◆ **DESCRIPTION OF THE TASK**: Would you return every entry below without a single difference?

[Dataset entries]
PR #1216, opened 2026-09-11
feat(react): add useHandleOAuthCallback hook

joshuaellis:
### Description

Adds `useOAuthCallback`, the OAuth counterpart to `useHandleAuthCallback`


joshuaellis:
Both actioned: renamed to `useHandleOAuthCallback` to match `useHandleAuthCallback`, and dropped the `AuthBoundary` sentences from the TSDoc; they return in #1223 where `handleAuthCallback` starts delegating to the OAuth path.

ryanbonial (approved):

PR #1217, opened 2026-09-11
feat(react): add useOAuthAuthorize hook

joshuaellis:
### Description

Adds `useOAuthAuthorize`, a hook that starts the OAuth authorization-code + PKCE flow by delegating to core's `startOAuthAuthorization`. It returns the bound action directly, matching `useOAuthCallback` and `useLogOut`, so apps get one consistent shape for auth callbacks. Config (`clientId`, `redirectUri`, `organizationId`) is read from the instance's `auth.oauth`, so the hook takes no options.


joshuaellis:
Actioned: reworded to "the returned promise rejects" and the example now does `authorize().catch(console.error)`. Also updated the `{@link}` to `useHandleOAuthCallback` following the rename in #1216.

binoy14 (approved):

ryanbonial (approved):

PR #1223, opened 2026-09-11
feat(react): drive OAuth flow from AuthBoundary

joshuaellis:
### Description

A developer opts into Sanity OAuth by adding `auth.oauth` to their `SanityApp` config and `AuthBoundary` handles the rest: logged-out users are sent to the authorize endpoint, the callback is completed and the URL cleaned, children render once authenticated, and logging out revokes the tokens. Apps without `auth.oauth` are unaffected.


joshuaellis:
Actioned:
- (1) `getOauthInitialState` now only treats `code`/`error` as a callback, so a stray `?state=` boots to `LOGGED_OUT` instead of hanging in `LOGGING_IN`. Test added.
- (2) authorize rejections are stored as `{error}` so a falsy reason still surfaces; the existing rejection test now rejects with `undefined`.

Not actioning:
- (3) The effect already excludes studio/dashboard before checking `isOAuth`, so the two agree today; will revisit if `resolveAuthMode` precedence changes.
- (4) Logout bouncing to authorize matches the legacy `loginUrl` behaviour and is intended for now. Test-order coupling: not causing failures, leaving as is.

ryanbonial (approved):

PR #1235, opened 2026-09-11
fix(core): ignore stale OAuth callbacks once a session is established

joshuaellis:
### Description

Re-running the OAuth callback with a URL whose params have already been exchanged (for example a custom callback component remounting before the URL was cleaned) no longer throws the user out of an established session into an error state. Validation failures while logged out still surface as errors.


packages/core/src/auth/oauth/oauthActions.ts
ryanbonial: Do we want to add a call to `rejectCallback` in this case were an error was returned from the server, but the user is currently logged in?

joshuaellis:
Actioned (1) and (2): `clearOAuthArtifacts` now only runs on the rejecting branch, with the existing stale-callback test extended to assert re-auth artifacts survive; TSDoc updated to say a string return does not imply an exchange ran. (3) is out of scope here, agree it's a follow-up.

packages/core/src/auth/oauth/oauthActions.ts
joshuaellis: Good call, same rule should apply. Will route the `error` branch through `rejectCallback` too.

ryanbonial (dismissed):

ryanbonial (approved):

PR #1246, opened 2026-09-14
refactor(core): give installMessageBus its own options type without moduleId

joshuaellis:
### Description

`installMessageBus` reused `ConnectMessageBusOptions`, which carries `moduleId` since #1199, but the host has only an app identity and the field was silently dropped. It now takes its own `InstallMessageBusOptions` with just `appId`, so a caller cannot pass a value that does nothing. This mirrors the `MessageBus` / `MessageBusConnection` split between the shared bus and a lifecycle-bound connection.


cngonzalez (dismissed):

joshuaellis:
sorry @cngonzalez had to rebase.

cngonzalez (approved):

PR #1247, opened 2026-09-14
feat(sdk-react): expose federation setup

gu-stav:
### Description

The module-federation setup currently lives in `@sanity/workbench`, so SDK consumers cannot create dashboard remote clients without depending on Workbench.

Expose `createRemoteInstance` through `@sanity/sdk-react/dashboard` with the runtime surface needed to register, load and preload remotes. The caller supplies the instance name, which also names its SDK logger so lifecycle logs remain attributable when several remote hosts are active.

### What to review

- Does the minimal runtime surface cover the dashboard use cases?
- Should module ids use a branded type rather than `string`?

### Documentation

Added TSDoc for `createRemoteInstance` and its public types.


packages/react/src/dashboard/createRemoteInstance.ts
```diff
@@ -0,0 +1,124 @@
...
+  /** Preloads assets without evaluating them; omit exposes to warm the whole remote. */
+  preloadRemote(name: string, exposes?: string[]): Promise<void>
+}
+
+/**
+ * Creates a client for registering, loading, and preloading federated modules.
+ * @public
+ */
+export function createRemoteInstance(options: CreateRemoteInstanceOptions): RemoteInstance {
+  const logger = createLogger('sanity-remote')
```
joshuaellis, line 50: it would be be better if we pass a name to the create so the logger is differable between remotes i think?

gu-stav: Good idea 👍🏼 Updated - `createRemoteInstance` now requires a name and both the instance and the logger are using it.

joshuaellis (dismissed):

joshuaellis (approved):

◆ **OUTPUT OF THE EXERCISE**:
PR #1216, opened 2026-09-11
feat(react): add useHandleOAuthCallback hook

joshuaellis:
### Description

Adds `useOAuthCallback`, the OAuth counterpart to `useHandleAuthCallback`


joshuaellis:
Both actioned: renamed to `useHandleOAuthCallback` to match `useHandleAuthCallback`, and dropped the `AuthBoundary` sentences from the TSDoc; they return in #1223 where `handleAuthCallback` starts delegating to the OAuth path.

ryanbonial (approved):

PR #1217, opened 2026-09-11
feat(react): add useOAuthAuthorize hook

joshuaellis:
### Description

Adds `useOAuthAuthorize`, a hook that starts the OAuth authorization-code + PKCE flow by delegating to core's `startOAuthAuthorization`. It returns the bound action directly, matching `useOAuthCallback` and `useLogOut`, so apps get one consistent shape for auth callbacks. Config (`clientId`, `redirectUri`, `organizationId`) is read from the instance's `auth.oauth`, so the hook takes no options.


joshuaellis:
Actioned: reworded to "the returned promise rejects" and the example now does `authorize().catch(console.error)`. Also updated the `{@link}` to `useHandleOAuthCallback` following the rename in #1216.

binoy14 (approved):

ryanbonial (approved):

PR #1223, opened 2026-09-11
feat(react): drive OAuth flow from AuthBoundary

joshuaellis:
### Description

A developer opts into Sanity OAuth by adding `auth.oauth` to their `SanityApp` config and `AuthBoundary` handles the rest: logged-out users are sent to the authorize endpoint, the callback is completed and the URL cleaned, children render once authenticated, and logging out revokes the tokens. Apps without `auth.oauth` are unaffected.


joshuaellis:
Actioned:
- (1) `getOauthInitialState` now only treats `code`/`error` as a callback, so a stray `?state=` boots to `LOGGED_OUT` instead of hanging in `LOGGING_IN`. Test added.
- (2) authorize rejections are stored as `{error}` so a falsy reason still surfaces; the existing rejection test now rejects with `undefined`.

Not actioning:
- (3) The effect already excludes studio/dashboard before checking `isOAuth`, so the two agree today; will revisit if `resolveAuthMode` precedence changes.
- (4) Logout bouncing to authorize matches the legacy `loginUrl` behaviour and is intended for now. Test-order coupling: not causing failures, leaving as is.

ryanbonial (approved):

PR #1235, opened 2026-09-11
fix(core): ignore stale OAuth callbacks once a session is established

joshuaellis:
### Description

Re-running the OAuth callback with a URL whose params have already been exchanged (for example a custom callback component remounting before the URL was cleaned) no longer throws the user out of an established session into an error state. Validation failures while logged out still surface as errors.


packages/core/src/auth/oauth/oauthActions.ts
ryanbonial: Do we want to add a call to `rejectCallback` in this case were an error was returned from the server, but the user is currently logged in?

joshuaellis:
Actioned (1) and (2): `clearOAuthArtifacts` now only runs on the rejecting branch, with the existing stale-callback test extended to assert re-auth artifacts survive; TSDoc updated to say a string return does not imply an exchange ran. (3) is out of scope here, agree it's a follow-up.

packages/core/src/auth/oauth/oauthActions.ts
joshuaellis: Good call, same rule should apply. Will route the `error` branch through `rejectCallback` too.

ryanbonial (dismissed):

ryanbonial (approved):

PR #1246, opened 2026-09-14
refactor(core): give installMessageBus its own options type without moduleId

joshuaellis:
### Description

`installMessageBus` reused `ConnectMessageBusOptions`, which carries `moduleId` since #1199, but the host has only an app identity and the field was silently dropped. It now takes its own `InstallMessageBusOptions` with just `appId`, so a caller cannot pass a value that does nothing. This mirrors the `MessageBus` / `MessageBusConnection` split between the shared bus and a lifecycle-bound connection.


cngonzalez (dismissed):

joshuaellis:
sorry @cngonzalez had to rebase.

cngonzalez (approved):

PR #1247, opened 2026-09-14
feat(sdk-react): expose federation setup

gu-stav:
### Description

The module-federation setup currently lives in `@sanity/workbench`, so SDK consumers cannot create dashboard remote clients without depending on Workbench.

Expose `createRemoteInstance` through `@sanity/sdk-react/dashboard` with the runtime surface needed to register, load and preload remotes. The caller supplies the instance name, which also names its SDK logger so lifecycle logs remain attributable when several remote hosts are active.

### What to review

- Does the minimal runtime surface cover the dashboard use cases?
- Should module ids use a branded type rather than `string`?

### Documentation

Added TSDoc for `createRemoteInstance` and its public types.


packages/react/src/dashboard/createRemoteInstance.ts
```diff
@@ -0,0 +1,124 @@
...
+  /** Preloads assets without evaluating them; omit exposes to warm the whole remote. */
+  preloadRemote(name: string, exposes?: string[]): Promise<void>
+}
+
+/**
+ * Creates a client for registering, loading, and preloading federated modules.
+ * @public
+ */
+export function createRemoteInstance(options: CreateRemoteInstanceOptions): RemoteInstance {
+  const logger = createLogger('sanity-remote')
```
joshuaellis, line 50: it would be be better if we pass a name to the create so the logger is differable between remotes i think?

gu-stav: Good idea 👍🏼 Updated - `createRemoteInstance` now requires a name and both the instance and the logger are using it.

joshuaellis (dismissed):

joshuaellis (approved):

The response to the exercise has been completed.